BEGIN TASK DATA

PR #518, opened 2026-03-11
feat: full Claude Code OAuth provider support

blackopsrepl:
## What this PR does

Adds full Anthropic support **beyond the direct API key** — specifically, users who authenticate via Claude Code (OAuth) can now use their existing Claude Code session as the LLM backend, without needing a separate `ANTHROPIC_API_KEY`.

Previously the only way to use Anthropic models was a raw API key. This PR adds a second path: if you have Claude Code installed and authenticated, OpenFang can delegate all LLM calls to the `claude` CLI subprocess, which handles auth internally.

## How it works

When the user selects Anthropic in the init wizard and chooses "Claude Code OAuth", the wizard now writes `provider = "claude-code"` to config instead of `provider = "anthropic"`. This routes all requests through `ClaudeCodeDriver` (which shells out to `claude -p`) rather than hitting `api.anthropic.com` directly with a Bearer token — which Anthropic's API rejects.

## Changes

- **`init_wizard.rs`** — OAuth auth method picker (API key vs Claude Code OAuth), `use_claude_code_oauth` state flag, correct provider written to config, auto-detection of existing Claude Code credentials
- **`drivers/mod.rs`** — remove the OAuth token fallback from the `anthropic` branch (it never worked; `AnthropicDriver` only supports API keys)
- **`drivers/anthropic.rs`** — remove dead `AuthMode::OAuth` / `new_oauth()` / Bearer header code
- **`drivers/claude_code.rs`** — three runtime fixes required to make the driver actually work:
  - Unset `CLAUDECODE` env var before spawning (CLI refuses to run in nested sessions)
  - Fix stream parser: current CLI emits `message.content[{type,text}]` blocks, not a flat string
  - Fix `complete()` parser: same nested block-array format for JSON output

## Test plan

- [ ] `openfang init` → Anthropic → Claude Code OAuth → model list shows claude-code models
- [ ] `~/.openfang/config.toml` has `provider = "claude-code"`
- [ ] Messages return responses (no "OAuth not supported" error)
- [ ] Anthropic with `ANTHROPIC_API_KEY` still works normally

### DIFF
--- a/crates/openfang-cli/src/tui/screens/init_wizard.rs
+++ b/crates/openfang-cli/src/tui/screens/init_wizard.rs
@@ -280,6 +280,19 @@ enum KeyTestState {
     Warn,
 }
 
+/// Sub-state for the Anthropic auth method picker (shown before key entry).
+#[derive(Clone, Copy, PartialEq, Eq)]
+enum AnthropicAuthMode {
+    /// Show "API key / Claude Code OAuth" choice list.
+    Pick,
+    /// User chose API key — show the key entry UI.
+    EnterKey,
+    /// User chose OAuth and the credentials file is present.
+    OAuthReady,
+    /// User chose OAuth but the credentials file is missing.
+    OAuthMissing,
+}
+
 /// A model entry for list display.
 struct ModelEntry {
     id: String,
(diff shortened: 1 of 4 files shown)


blackopsrepl:
Doesn't work with tools. Switching to draft until further investigation.

jaberjaber23:
Looks good but this is still a draft. Mark as ready when you're done and we'll review.

jaberjaber23:

PR #529, opened 2026-03-11
fix(channels): detect image media type from magic bytes

### LINKED ISSUE #528: bug(channels): Telegram image media_type is application/octet-stream — breaks vision
## Bug Description

Photos sent via Telegram are downloaded and base64-encoded correctly, but the `media_type` is set to `application/octet-stream` instead of the actual image type (e.g. `image/jpeg`). This causes LLM providers to reject the image content, as they require a valid image MIME type.

## Regression

This was supposed to be fixed as part of issue #362 and the related PR #365. The Telegram parsing and bridge download pipeline was added, but the media type detection has a bug that silently breaks vision.

## Root Cause

In `crates/openfang-channels/src/bridge.rs`, `download_image_to_blocks()` (line ~818):

```rust
let content_type = resp
    .headers()
    .get("content-type")
    .and_then(|v| v.to_str().ok())
    .map(|ct| ct.split(';').next().unwrap_or(ct).trim().to_string());

let media_type = content_type.unwrap_or_else(|| {
    // fallback to URL extension detection
    ...
});
```

The code trusts the `Content-Type` header from Telegram's file download API. However, **Telegram returns `application/octet-stream`** for all file downloads via `getFile`. Since the header IS present (just wrong), the URL-extension fallback never runs.

The result: `ContentBlock::Image { media_type: "application/octet-stream", data: "..." }` is sent to the LLM, which rejects it because `application/octet-stream` is not a valid image MIME type.

## Evidence

Session logs show: `[image: application/octet-stream]` — confirming the image data arrives but with wrong MIME type.

## Proposed Fix

1. If `Content-Type` is `application/octet-stream` or another non-image type, fall through to secondary detection
2. Add magic-byte detection (JPEG `FF D8`, PNG `89 50 4E 47`, etc.) as the most reliable method
3. Keep URL extension as tertiary fallback

## Environment

- OpenFang v0.3.46
- Channel: Telegram (polling mode)
- LLM: qwen-plus (OpenAI-compatible API)

## Related

- #362 — Original issue (Telegram photos silently dropped)
- PR #365 — My original PR implementing incoming media support (closed without merge)

f-liva:
## Summary

- Telegram's file download API returns `Content-Type: application/octet-stream` for all files
- `download_image_to_blocks()` trusted this header, sending `ContentBlock::Image { media_type: "application/octet-stream" }` to LLM providers
- LLM providers (OpenAI, Claude, Qwen, etc.) reject `application/octet-stream` as invalid image MIME type, silently breaking vision/multimodal support
- Added magic-byte detection (JPEG `FF D8`, PNG `89 50 4E 47`, GIF `GIF8`, WEBP `RIFF...WEBP`) as the most reliable detection method
- Filter non-`image/*` Content-Type headers so URL-extension fallback can activate
- Extracted `media_type_from_url()` and `media_type_from_magic_bytes()` as reusable helpers

## Changes

- **bridge.rs**: `download_image_to_blocks()` — filter non-image Content-Type, add magic-byte detection after reading bytes
- **bridge.rs**: New `media_type_from_magic_bytes()` — detects JPEG, PNG, GIF, WebP from file signatures
- **bridge.rs**: New `media_type_from_url()` — extracted URL-extension fallback into standalone function
- **bridge.rs**: 8 new unit tests covering all magic-byte formats, unknown types, edge cases, and URL detection

## Test plan

- [x] `media_type_from_magic_bytes` correctly identifies JPEG, PNG, GIF, WebP
- [x] Returns `None` for unknown formats and too-short inputs
- [x] `media_type_from_url` correctly detects extensions in URLs
- [x] Telegram URLs without extensions default to `image/jpeg`
- [ ] Integration test: send photo via Telegram, verify `image/jpeg` media type reaches LLM

Fixes #528

### DIFF
--- a/crates/openfang-channels/src/bridge.rs
+++ b/crates/openfang-channels/src/bridge.rs
@@ -819,18 +819,11 @@ async fn download_image_to_blocks(url: &str, caption: Option<&str>) -> Vec<Conte
         .headers()
         .get("content-type")
         .and_then(|v| v.to_str().ok())
-        .map(|ct| ct.split(';').next().unwrap_or(ct).trim().to_string());
+        .map(|ct| ct.split(';').next().unwrap_or(ct).trim().to_string())
+        .filter(|ct| ct.starts_with("image/"));
 
     let media_type = content_type.unwrap_or_else(|| {
-        if url.contains(".png") {
-            "image/png".to_string()
-        } else if url.contains(".gif") {
-            "image/gif".to_string()
-        } else if url.contains(".webp") {
-            "image/webp".to_string()
-        } else {
-            "image/jpeg".to_string()
-        }
+        media_type_from_url(url)
     });
 
     let bytes = match resp.bytes().await {
@@ -855,6 +848,11 @@ async fn download_image_to_blocks(url: &str, caption: Option<&str>) -> Vec<Conte
         return vec![ContentBlock::Text { text: desc }];
     }
 
+    // Refine media type using magic bytes — most reliable detection method.
+    // Telegram (and some other services) return application/octet-stream for
+    // all file downloads, so the Content-Type header alone is not sufficient.
+    let media_type = media_type_from_magic_bytes(&bytes).unwrap_or(media_type);
+
     let data = base64::engine::general_purpose::STANDARD.encode(&bytes);
 
     let mut blocks = Vec::new();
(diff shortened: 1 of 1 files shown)


jaberjaber23:
Already on main with three-tier detection (Content-Type header → magic bytes → URL extension). Thanks.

END TASK DATA

- [WHAT NEEDS TO BE DONE] Say how many lines in the records above hold "remove", and give no other text.

- [RESULT OF THE EXERCISE] 2